In questi mesi estivi dove ognuno, dimentico di quanto lagnatosi negli anni precedenti, ripete le solite frasi: “Mai come il caldo di quest’anno; c’è un sole che spacca le pietre; mi sento sempre sudato”.  Ma c’è l’immancabile frase che ognuno ripete: “Fa caldo anche di notte tanto da toglierti il sonno”. A quest’ultima frase corrisponde una ricca letteratura sull’insonnia e altro che caldo, si tratta di serie patologie da considerare. A tutti è capitato, per motivi vari e non solo per il caldo, di trascorrere una notte insonne e di “riscoprirsi” al mattino nervosi, irosi e aggressivi perché tutto infastidisce. Un gruppo di scienziati ha voluto ulteriormente studiare questo fenomeno e lo ha fatto esaminando il post insonnia di persone appartenenti ad alcune categorie lavorative e hanno scoperto che gli effetti sono simili anche in categorie diverse.

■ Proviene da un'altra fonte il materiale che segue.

PR #2301, opened 2022-04-21
procedures: Configuring workspace target namespace, Provisioning namespaces

themr0c:
Configuring workspace target namespace, Provisioning namespaces

references: https://github.com/eclipse/che/issues/21284

Update configuring-namespace-strategies

Firefox_Screenshot_2022-04-26T14-06-33 568Z

Firefox_Screenshot_2022-04-26T14-06-49 187Z

Firefox_Screenshot_2022-04-26T14-07-04 905Z

Remove "namespace strategy" concept.
Refresh with current situation.

## Pull request checklist

- Any procedure:
  - [ ] Successfully tested.
- Any page or link rename:


modules/administration-guide/pages/configuring-workspace-target-namespace.adoc
```diff
@@ -0,0 +1,36 @@
...
+* Set the `server.workspaceNamespaceDefault` property in CheCluster Custom Resource:
++
+[subs="+quotes,+attributes"]
+----
+...
+spec:
+  server:
+    workspaceNamespaceDefault: __{prod-workspace}__-__<username>__
+...
+----
```
ibuziuk: ~~I do not think we support this. My understanding is that now we only have one namespace per-user strategy~~

ibuziuk: oh, sorry it is probably the same as 
```
server:
      customCheProperties:
        CHE_INFRA_KUBERNETES_NAMESPACE_DEFAULT: <username>-dev
```
which is supported

modules/administration-guide/pages/configuring-workspace-target-namespace.adoc
```diff
@@ -0,0 +1,36 @@
...
+For each user, {prod-short} isolates the workspaces in a {orch-namespace}.
+You can configure the {orch-namespace} name template.
+
+{prod-short} server checks usernames and IDs for compatibility with {orch-name} objects naming convention before creating a {orch-namespace} from a template:
+
+*  Incompatible usernames or IDs are reduced to the nearest valid name by replacing groups of unsuitable symbols with the `-` symbol. 
+* The addition of a random 6-symbol suffix prevents IDs from collisions. The result is stored in preferences for reuse.
+* {kubernetes} limits the length of a {orch-namespace} name to 63 characters (this includes the evaluated placeholders). Additionally, the names (after placeholder evaluation) must be valid DNS names.
+* OpenShift limits the length further to 49 characters.
+* The `_<userid>_` placeholder is evaluated into a 36 character long UUID string.
```
ibuziuk: Interestingly so we do really support the 36 chars postfix in the namespace names? was it verified?

modules/administration-guide/pages/configuring-workspaces-globally.adoc
```diff
@@ -6,7 +6,14 @@
 [id="configuring-workspaces-globally_{context}"]
 = Configuring workspaces globally
 
+This ssection describes how an administrator can configure workspaces globally.
```
ibuziuk:
```suggestion
This section describes how an administrator can configure workspaces globally.
```

modules/administration-guide/pages/provisioning-namespaces.adoc
```diff
@@ -0,0 +1,112 @@
...
+
+This procedure describes how to provision workpaces {orch-namespace}s in advance, rather than relying on automatic provisioning. 
+
+.Prerequisites
+
+* The workspace user cannot create namespaces on {orch-name}.
+
+.Procedure
+
+. Create one {orch-namespace} for each user, with following labels and annotations. Do not create multiple namespaces for a single user: it may lead to undefined behavior.
```
ibuziuk: should be a WARNING: probably

modules/administration-guide/pages/provisioning-namespaces.adoc
```diff
@@ -0,0 +1,112 @@
...
+    app.kubernetes.io/component: workspaces-namespace
+  annotations: <2>
+    che.eclipse.org/username: __<username>__ <3>
+----
+<1> `server.customCheProperties.CHE_INFRA_KUBERNETES_NAMESPACE_LABELS` property value
+<2> `server.customCheProperties.CHE_INFRA_KUBERNETES_NAMESPACE_ANNOTATIONS` property value
+<3> Workspace user username on {orch-name}
+
+
+. Ensure the workspace user has `admin` role privileges in the target namespace:
```
ibuziuk: edit permissions should be enough

modules/administration-guide/pages/configuring-workspace-target-namespace.adoc
themr0c: Meaning an admin cannot configure the namespace names?

themr0c: OK

modules/administration-guide/pages/provisioning-namespaces.adoc
ibuziuk: https://github.com/eclipse/che/issues/21331

modules/administration-guide/pages/provisioning-namespaces.adoc
```diff
@@ -0,0 +1,112 @@
...
+----
+apiVersion: rbac.authorization.k8s.io/v1
+kind: RoleBinding
+metadata:
+  name: admin
+  namespace: __<namespace>__ <1>
+roleRef:
+  apiGroup: rbac.authorization.k8s.io
+  kind: ClusterRole
+  name: admin
```
ibuziuk: should be changed to edit permissions. Basically `oc adm policy add-role-to-user edit ${USER}` should be enough here

modules/administration-guide/pages/provisioning-namespaces.adoc
```diff
@@ -0,0 +1,112 @@
...
+  server:
+    server.customCheProperties.CHE_INFRA_KUBERNETES_NAMESPACE_LABEL=false
+...
+----
+
+.Additional resources
+
+* xref:understanding-the-checluster-custom-resource.adoc[]
+* xref:advanced-configuration-options-for-the-che-server-component.adoc[]
+
```
ibuziuk: hope that @metlos could review this part taken into account there is a pending https://github.com/eclipse-che/che-server/pull/286

modules/administration-guide/pages/configuring-workspace-target-namespace.adoc
ibuziuk: in any case, as a user / admin, I could not imagine having fun with namespace setup like `dev-26c52e9d-780d-42d2-9481-869357844e53` 
However, I might be missing smth. and in some cases that could potentially be useful

modules/administration-guide/pages/configuring-workspace-target-namespace.adoc
```diff
@@ -0,0 +1,36 @@
...
+
+[id="configuring-workspace-target-namespace_{context}"]
+= Configuring workspace target {orch-namespace}
+
+For each user, {prod-short} isolates the workspaces in a {orch-namespace}.
+You can configure the {orch-namespace} name template.
+
+{prod-short} server checks usernames and IDs for compatibility with {orch-name} objects naming convention before creating a {orch-namespace} from a template:
+
+*  Incompatible usernames or IDs are reduced to the nearest valid name by replacing groups of unsuitable symbols with the `-` symbol.
```
ibuziuk:
```suggestion
* Incompatible usernames or IDs are reduced to the nearest valid name by replacing groups of unsuitable symbols with the `-` symbol. 
```

modules/administration-guide/pages/configuring-workspace-target-namespace.adoc
```diff
@@ -0,0 +1,36 @@
...
+[id="configuring-workspace-target-namespace_{context}"]
+= Configuring workspace target {orch-namespace}
+
+For each user, {prod-short} isolates the workspaces in a {orch-namespace}.
+You can configure the {orch-namespace} name template.
+
+{prod-short} server checks usernames and IDs for compatibility with {orch-name} objects naming convention before creating a {orch-namespace} from a template:
+
+*  Incompatible usernames or IDs are reduced to the nearest valid name by replacing groups of unsuitable symbols with the `-` symbol. 
+* The addition of a random 6-symbol suffix prevents IDs from collisions. The result is stored in preferences for reuse.
```
ibuziuk: id are openshift UIDs AFAIK, I do not think we need any suffix here

modules/administration-guide/pages/configuring-workspace-target-namespace.adoc
themr0c: Che on Minikube: `<userid>-aka-<username>-namespace-for-che` translating to

`cgezegvsb2nhba-aka-user3-namespace-for-che-6m2w2b`
 so more a 14 character string.

```
| `workspaceNamespaceDefault` template value | resulting {orch-namespace} example

| <userid>-aka-<username>-namespace | cgezegvsb2nhba-aka-user3-namespace-for-che-6m2w2b

| <username>-namespace | user4-namespace 
```

modules/administration-guide/pages/provisioning-namespaces.adoc
themr0c: I couldn't find the `kubectl` variant for `oc adm policy add-role-to-user edit ${USER}` :/.

themr0c:
Tested with Che on Minikube.

However, I am not sure how to reproduce the prerequisite "The workspace user cannot create namespaces on {orch-name}." for the second procedure. (Meaning that step 1 is sufficient). Therefore, for the next steps, the current state reflects what is created in nominal conditions.

modules/administration-guide/pages/configuring-workspace-target-namespace.adoc
themr0c: I observed that Minikube adds the suffix. Therore, valid on Kubernetes too.

modules/administration-guide/pages/provisioning-namespaces.adoc
themr0c: Removing entirely as the procedure should assert what the user must do, not what he must not do.

modules/administration-guide/pages/provisioning-namespaces.adoc
```diff
@@ -0,0 +1,118 @@
...
+metadata:
+  name: __<{orch-namespace}_name>__ <1>
+  labels:
+    app.kubernetes.io/part-of: che.eclipse.org <2>
+    app.kubernetes.io/component: workspaces-namespace <2>
+  annotations:
+    che.eclipse.org/username: __<username>__ <3>
+----
+<1> Use a {orch-namespace} name at your convenance
+<2> `server.customCheProperties.CHE_INFRA_KUBERNETES_NAMESPACE_LABELS` property value
```
l0rd: Reading notes `<2>` and `<3>` it looks like the admin has to set those `customCheProperties`. 99% of the time instead the admin should not care at all. These customChePropoerties are for whitelabelling / rebranding: we should mention it in the white labelling guide and we can just say here that those labels can be customizable as described in the white labelling guide...

modules/administration-guide/pages/provisioning-namespaces.adoc
```diff
@@ -0,0 +1,118 @@
...
+:page-aliases: 
+
+[id="configuring-{orch-namespace}s_{context}"]
+= Provisioning {orch-namespace}s
+
+This procedure describes how to provision workpaces {orch-namespace}s in advance, rather than relying on automatic provisioning. Repeat the procedure for each user.
+
+.Prerequisites
+
+* The workspace user cannot create namespaces on {orch-name}.
```
l0rd: That seams wrong: and admin can provision the namespace even if the workspace can create the namespaces.

modules/administration-guide/pages/provisioning-namespaces.adoc
```diff
@@ -0,0 +1,118 @@
+:_content-type: CONCEPT
+:navtitle: Provisioning {orch-namespace}s
+:keywords: administration guide, provisioning, {orch-namespace}
+:page-aliases: 
+
+[id="configuring-{orch-namespace}s_{context}"]
+= Provisioning {orch-namespace}s
```
l0rd: This guide is something that we may move to "Preparing the installation"

modules/administration-guide/pages/provisioning-namespaces.adoc
```diff
@@ -0,0 +1,118 @@
...
+    app.kubernetes.io/part-of: che.eclipse.org <2>
+    app.kubernetes.io/component: workspaces-namespace <2>
+  annotations:
+    che.eclipse.org/username: __<username>__ <3>
+----
+<1> Use a {orch-namespace} name at your convenance
+<2> `server.customCheProperties.CHE_INFRA_KUBERNETES_NAMESPACE_LABELS` property value
+<3> `server.customCheProperties.CHE_INFRA_KUBERNETES_NAMESPACE_ANNOTATIONS` property value, replacing __<username>__ with workspace user username on {orch-name}.
+
+. Create a role binding to ensure the __<username>__ workspace user has `edit` role privileges in the __<{orch-namespace}_name>__ {orch-namespace}:
```
l0rd:
```suggestion
. Create a role binding to ensure the __<username>__ user has `edit` role privileges in the __<{orch-namespace}_name>__ {orch-namespace}:
```

modules/administration-guide/pages/provisioning-namespaces.adoc
```diff
@@ -0,0 +1,118 @@
...
+    name: __<username>__
+    namespace: __<{orch-namespace}_name>__
+roleRef:
+  apiGroup: rbac.authorization.k8s.io
+  kind: ClusterRole
+  name: edit
+----
+
+
+. Create a cluster role and cluster role binding to ensure the {prod-short} ServiceAccount has a accurate permissions on the __<{orch-namespace}_name>__ {orch-namespace}.
```
l0rd: This looks like a pre-requisite: it's done once whereas the other steps needs to be done for every new user / namespace.

l0rd: Another consideration is about the default Che SA rolebindings: aren't the permissions to list/get/update the namespaces already provisioned during the deploy? And is the `update` verb required in this case (the admin manages the namespaces)? These are questions for @tolusha and @metlos more than @themr0c

modules/administration-guide/pages/provisioning-namespaces.adoc
```diff
@@ -0,0 +1,118 @@
...
+subjects:
+  - kind: ServiceAccount
+    name: {prod-id-short} <1>
+    namespace: {prod-namespace} <2>
+roleRef:
+  kind: ClusterRole
+  name: {prod-service-account}-workspaces-namespaces-clusterrole
+  apiGroup: rbac.authorization.k8s.io
+----
+<1> {prod-short} service account name. Default: `{prod-id-short}`.
```
l0rd: This is similar to the note above about namespaces labels: that's a default that is fine 99% of the case. And that may be changed for white labelling purposes. But here we don't say if we can customize it and we do not link to the doc that says how to do that.

modules/administration-guide/pages/provisioning-namespaces.adoc
```diff
@@ -0,0 +1,118 @@
...
+<2> {prod-short} installation {orch-namespace} name. Default: {prod-namespace}.
+
+
+. Optionally, configure {prod-short} to not update the {orch-namespace} labels when starting a workspace.
```
l0rd: This step too only needs to be done once, not for every namespace.

modules/administration-guide/pages/configuring-workspace-target-namespace.adoc
```diff
@@ -0,0 +1,58 @@
+:_content-type: CONCEPT
+:navtitle: Configuring workspace target {orch-namespace}
+:keywords: administration guide, configuring, namespace
+:page-aliases: installation-guide:configuring-namespace-strategies, configuring-namespace-strategies
+
+[id="configuring-workspace-target-namespace_{context}"]
+= Configuring workspace target {orch-namespace}
+
+For each user, {prod-short} isolates the workspaces in a {orch-namespace}.
+You can configure the {orch-namespace} name template.
```
l0rd: Here we should say that the target {orch-namespace} can be pre-created (link to the doc) or {prod-short} can create it the first time the user starts a workspace and the {orch-namespace} name template can be configured by the admin (this doc).

l0rd (approved):
This is great @themr0c. It's clear and goes straight to the point. I have added a few comments.

modules/administration-guide/pages/provisioning-namespaces.adoc
themr0c: With a default install, creating the namespace with labels and annotations is enough. A saw all the role bindings being created.

modules/administration-guide/pages/provisioning-namespaces.adoc
themr0c: OK remove callouts.

modules/administration-guide/pages/provisioning-namespaces.adoc
themr0c: Removed.

modules/administration-guide/pages/provisioning-namespaces.adoc
themr0c: Created a new section in Configuring.

modules/administration-guide/pages/provisioning-namespaces.adoc
themr0c: Removing, as che handles the role binding creation. What we have was more analysis document for the implementation, we don't need it in user docs.

themr0c:
Applied suggestions. Ready for language review I think.

l0rd (approved):
Fantastic 👍

modules/administration-guide/pages/configuring-namespace-provisioning.adoc
```diff
@@ -0,0 +1,17 @@
+:_content-type: CONCEPT
+:navtitle: Configuring {orch-namespace}s
+:keywords: administration guide, configuring, namespace
+:page-aliases: installation-guide:configuring-namespace-strategies, configuring-namespace-strategies
+
+[id="configuring-user-{orch-namespace}-provisioning_{context}"]
+= Configuring user {orch-namespace} provisioning
+
+For each user, {prod-short} isolates the workspaces in a {orch-namespace}.
```
bburt-rh:
```suggestion
For each user, {prod-short} isolates workspaces in a {orch-namespace}. 
```
No need for a definite article because you're speaking about a general function.

modules/administration-guide/pages/configuring-workspace-target-namespace.adoc
```diff
@@ -0,0 +1,62 @@
+:_content-type: PROCEDURE
+:navtitle: Configuring {orch-namespace} name
+:keywords: administration guide, configuring, namespace
+:page-aliases: 
+
+[id="configuring-user-{orch-namespace}-name-for-automatic-provisioning_{context}"]
```
bburt-rh:
```suggestion
[id="configuring-a-user-{orch-namespace}-name-for-automatic-provisioning_{context}"]
```

modules/administration-guide/pages/configuring-workspace-target-namespace.adoc
```diff
@@ -0,0 +1,62 @@
...
+= Configuring user {orch-namespace} name for automatic provisioning
```
bburt-rh:
```suggestion
= Configuring a user {orch-namespace} name for automatic provisioning
```
Need to use the indefinite article here because you're providing instructions for a specific example.

modules/administration-guide/pages/configuring-workspace-target-namespace.adoc
```diff
@@ -0,0 +1,62 @@
...
+
+You can configure the {orch-namespace} name template that {prod-short} is using to create the required {orch-namespace} when starting a workspace.
```
bburt-rh:
```suggestion
You can configure the {orch-namespace} name template that {prod-short} uses to create the required {orch-namespace} when starting a workspace.
```
- Continuous tense incorrectly implies that the use of the template is a continuous, ongoing process that doesn't end.
- Should `starting a workspace` be `creating a workspace`?

modules/administration-guide/pages/configuring-workspace-target-namespace.adoc
```diff
@@ -0,0 +1,62 @@
...
+
+A valid {orch-namespace} name template follows this convention:
```
bburt-rh:
```suggestion
A valid {orch-namespace} name template follows these conventions:
```
- Plural needed because there are multiple conventions in the list
- Also, consider making the items in the list more parallel in structure. Maybe the problem is with the word "conventions".  Not all of the items in the list are conventions. Some are limitations, and some are descriptions of the system processes. Maybe `guidelines` would be more accurate? Or maybe split it into two lists -- one with the naming conventions, and one explaining what the system does with the names to ensure adherence with the conventions?

modules/administration-guide/pages/configuring-workspace-target-namespace.adoc
```diff
@@ -0,0 +1,62 @@
...
+
+* The `<username>` or `<userid>` placeholder is mandatory.
+
+* {prod-short} reduces usernames or IDs incompatible with {orch-name} objects naming convention to the nearest valid name by replacing groups of unsuitable symbols with the `-` symbol.
```
bburt-rh:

L’operaio, fino a che non si rilassa durante la pausa pranzo, per tutta la mattinata è, in grande percentuale, vittima di un ‘nervosismo controllato’. Anche il professionista che lavora a contatto col pubblico a volte diventa scortese, ma quello che gli scienziati hanno scoperto con grande meraviglia è che esiste una categoria in particolare dove l’appartenente a essa, nell’ottanta percento dei casi, dopo una notte insonne, diventa ‘severo’, anzi ‘più severo’. Questa è la categoria dei giudici. Il magistrato è stato esaminato soprattutto il giorno successivo all’entrata in vigore dell’ora legale. Gli scienziati hanno confrontato le sentenze del lunedì post ora legale con quelle di altri lunedì dell’anno e hanno scoperto che, a parità di reato, la pena inflitta al reo aumenta di circa il 5 per cento. ‘Fortunatamente’ l’effetto dura solo per quel lunedì. Naturalmente questi sono i cosiddetti ‘sondaggi estivi’ ma è sempre meglio tener ben presente, per quanto riguarda la perdita del sonno, almeno per chi svolge attività giudicanti, che potrebbe pagare un innocente il disagio del giudicante. Per quanto riguarda una mia esperienza diretta posso dire che per qualcuno la perdita del sonno (o anche del semplice riposo) è positivo. Luigi Pistone, direttore responsabile della nostra Radio-Rivista Radionoff, in questo periodo di eccessivo lavoro (perché ha concesso ferie a più di metà redazione) sta producendo pezzi di alta qualità giornalistica e letteraria. Ergo, devo dedurre che per qualcuno il sonno non è una perdita di tempo se ha cose utili da fare specie se utili alla collettività.